Japan has clear interests in involving itself in the geopolitical struggles of the Middle East. But Simon Tisdall claims "Abe’s main foreign policy priority is not terrorism or Middle East stability. The perceived future threat posed to Japan by an increasingly assertive and heavily-armed China".

However, the rise of China as a great global power is not confined merely to East Asia and Japan wants to keep onside with Washington. As Obama refocuses on his 'Pivot to Asia' and away from the military involvement in the Middle East, the region itself remains vital for global oil supplies.

Japan's main foreign policy aim in backing the US led coalition of states, including undemocratic regional powers such as Saudi Arabia and Qatar which have a history of funding Sunni jihadists in Syria and Iraq, is to protect oil supplies from the Middle East and shore up Western influence.

The obvious reason for this, omitted by Simon Tisdall, is that the US and China are in geopolitical contest for access to and control over energy supply routes from the Greater Middle East through to the inner Eurasian Heartland of Central Asia and the Asia-Pacific maritime rim of East Asia.

Japan and China have quarrelled over islands in the East China Sea that hold large oil reserves. The ramping up of spending on Japan's military and resurgence of nationalism under Abe is deeply interconnected with the supposed economic 'threat' posed by China and over rival energy claims.

Egypt and Japan

Japan's determination to shore up western hegemony in the Middle East is concerned with preventing China making inroads into Iraq and in Egypt. The decision to accept Sisi's coup in 2013-and the massacre of Muslim Brotherhood supporters as part of that-is likewise about retaining favour.

China and Russia had been vying for influence with the US in Egypt and ready to step in to secure lucrative arms contracts with Cairo should they prove unwilling allies in its war with the Muslim Brotherhood and Islamist insurgents in Sinai. They believe in stability too.

So after token complaints about the coup, the US unfroze its military. William Hague referred to the problem of "turbulence" in Egypt as though the bloody end to what had been referred to as a 'democratic transition' could be compared to a rather bumpy spell on a passenger aircraft flight.

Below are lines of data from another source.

Issue #5391, opened 2026-02-21
Conflict between Ethernet and mic settings on main


kilrah:
### What happened?

Tested with iotorero ethernet controller and dig-uno with ethernet on current main, and all the way back to October.
Sometimes enabling mic kills ethernet, particularly PDM.

### To Reproduce Bug

Erase flash, flash esp32dev_eth
Enable ethernet, power cycle, works
Enable I2S PDM mic, select the pins (35/15/-1/-1 for the iotorero), power cycle, AR works but the ethernet ACT led blinks for a couple of seconds after boot and then freezes and Ethernet stops responding, only Wi-Fi.

I tried on the quinled esp and same with PDM and 2 pins. I selected I2S and 3 pins because that's the config I have on this unit and the problem wasn't present. I however tried to unassign the 3rd pin and then it locked up ethernet again.
In case it's related to the 3rd pin I tried assigning a dummy SCK pin in I2S PDM mode but that didn't help.

### Expected Behavior

Ethernet working

### Install Method

Self-Compiled

### What version of WLED?

439d4a0e98c947b1778a826c2a5cc3742a976eca

### Which microcontroller/board are you seeing the problem on?

ESP32

### Relevant log/trace output

```shell

```

### Code of Conduct

- [x] I agree to follow this project's Code of Conduct

DedeHai:
@coderabbitai please check the codebase for any explanation of such a behaviour.

DedeHai:
@coderabbitai you assessment is incorrect. this combination works on earlier releases like 0.15.3 so it can not be hardware related unless this was something introduced in IDF V4. Please check again, also check if this is a known bug in IDF V4. Check changes to initialization sequence between 0.15.3 and current code.

softhack007:
> , the audio reactive code was changed to enable **`use_apll = true`** for PDM microphones with the comment "experimental - use aPLL clock source to improve sampling quality". This change occurred **after v0.15.3 was released**, which explains why it worked in that version.

While the timeline suggested by the rabbit is wrong (the was no 0.15.x even in sight in Nov 2022), the APLL incompatibility makes sense, maybe ``use_apll = true`` is even in the idf 4.4.x part only. 

For a quick check, it should be enough to change this line into ``use_apll = false``:

https://github.com/wled/WLED/blob/822e07d9f5c4c3eaa705f696697d172ea7e961bb/usermods/audioreactive/audio_source.h#L228

[...]

Issue #4703, opened 2025-05-30
ESP-NOW must be disabled on ESP32 Ethernet boards that use GPIO17 as clock source


Arcitec:
### What happened?

During the WLED 0.15.1 testing, I found an extreme slowdown of the ESP32 when using ESP-NOW based remote controls to control WLED. My original mention of it (with a video example) was here:

https://github.com/wled/WLED/issues/4701#issuecomment-2917949281

I have now found out why ESP-NOW is such a bad thing on Ethernet boards. It's a hardware bug that was discovered by ESP32 staff in August 2024:

- When WiFi is active, the PLL clock output on GPIO17 becomes unstable.
- Many ethernet boards use GPIO17 as the clock for the Ethernet chip to avoid buying external and possibly broken crystals, to simplify the board design and end up with a very reliable board (or so we thought). I do that. Even Quindor who "never spares any expense" does exactly that. Lots of other boards do it.
- The hardware bug is triggered when ESP-NOW is enabled on an Ethernet board that uses GPIO17 as clock for any purpose whatsoever (usually people tap it for Ethernet). The ESP-NOW protocol uses WiFi. Since WiFi is now enabled, it then throws off timing of all the clock signals for the Ethernet chip. In turn, it creates havoc in the decoding of Ethernet data and the operation of the Ethernet chip. Literally, the Ethernet port becomes unstable and the ESP32 chip itself can get hung for a while as it tries to make sense of the chaos.
- The ESP32 hanging/slowdown is random since it only happens if the ESP-NOW (WiFi) protocol transmits at the exact same time that Ethernet packets are being decoded.

In short, this hardware bug means that Ethernet boards which use the ESP32 as clock source cannot use ESP-NOW (the remote control protocol based on WiFi).

I found this via the following ESP32 hardware errata page, and there's a discussion where it was originally discovered:

- https://docs.espressif.com/projects/esp-chip-errata/en/latest/esp32/03-errata-description/esp32/clock-rmii-clock-when-using-ethernet-and-wifi.html
- https://esp32.com/viewtopic.php?t=37757

## So how does this affect WLED:

- In the past, in WLED 0.14.x and earlier, some WLEE developer had discovered issued but wasn't fully sure what was going wrong, so they added a flag to disable ESP-NOW (WiFi) in all Ethernet builds.
[...]

PR #5394, opened 2026-02-23
Add compile-time WiFi hard-off mode (WLED_FORCE_WIFI_OFF)

Stargazer2026:
### Motivation

- Provide a compile-time "flight mode" option to completely disable the WiFi radio (WIFI_OFF) so builds for Ethernet-only or radio-restricted environments do not start STA or AP interfaces.
- This saves 5kb for the resulting firmware.bin binary.

### Description

- Add a commented compile-time flag `WLED_FORCE_WIFI_OFF` to `wled.h` and document it in `my_config_sample.h` so users can enable it from `my_config.h` or build flags.
- In `wled.cpp`, change startup networking to call `WiFi.mode(WIFI_OFF)` when `WLED_FORCE_WIFI_OFF` is defined instead of starting STA scanning and `findWiFi(true)`.
- Short-circuit `initAP()` to immediately return when `WLED_FORCE_WIFI_OFF` is defined so no softAP is created.
- Make `initConnection()` early-exit when `WLED_FORCE_WIFI_OFF` is defined after calling `WiFi.disconnect(true)` and forcing `WiFi.mode(WIFI_OFF)`, and add debug prints to indicate the forced-off state.

## Summary by CodeRabbit

* **New Features**
  * Optional build-time WiFi radio disable (requires Ethernet); disabled by default.
  * Emergency access-point activation via a configured momentary button remains available.

* **Bug Fixes / Behavior**
  * Startup, scan, and reconnect behavior now respect the optional WiFi-off mode, preventing normal WiFi scans/connections when enabled.

* **Chores**
  * Added build-time validation warnings to highlight incompatible or missing button/ethernet configurations.

[Review Change Stack](https://app.coderabbit.ai/change-stack/wled/WLED/pull/5394?utm_source=github_walkthrough&utm_medium=github&utm_campaign=change_stack)


wled00/wled.cpp
```diff
@@ -673,6 +682,13 @@ void WLED::initAP(bool resetAP)
 void WLED::initConnection()
 {
   DEBUG_PRINTF_P(PSTR("initConnection() called @ %lus.\n"), millis()/1000);
+#ifdef WLED_FORCE_WIFI_OFF
+  DEBUG_PRINTLN(F("WLED_FORCE_WIFI_OFF active. Skipping WiFi/AP init."));
+  WiFi.disconnect(true);
+  WiFi.mode(WIFI_OFF);
+  return;
+#endif
```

Abe's bilateral aid to Cairo is intended to strengthen the security architecture which locks it in with Israel as the cornerstone of stability in the region and hence ensuring the sea routes between the West and East Asia continue to be free from Islamist sabotage from the Red Sea

The price for Sisi's crackdown is, however, ISIS spreading its influence in Sinai, even potentially from there into Israel's Negev Desert and into the Gaza Strip. It is very hard to see how in the long term the security of the Suez Canal, a major east-west tanker cargo corridor, is going to hold.

While Japan's role in assisting the US led international collation against ISIS is about keeping onside with the US, the determination to defeat ISIS is obviously interconnected with the broader geopolitical strategies the West is asserting in trying to tap and control energy flows across the globe.

The dangers of such strategies have been apparent for a long time. The overdependence of the world economy on Middle Eastern oil, and the determination to prop up unaccountable rentier regimes or depose unwanted secular dictators in the region, is one of the main reasons for the rise of ISIS.

It is time the geopolitics of energy was accepted as both factual and vital tool for our understanding global events and discussed in the mainstream media. The failure to do this means the public in the west just not going to grasp how dangerous the world will get if dependence on oil is not reduced.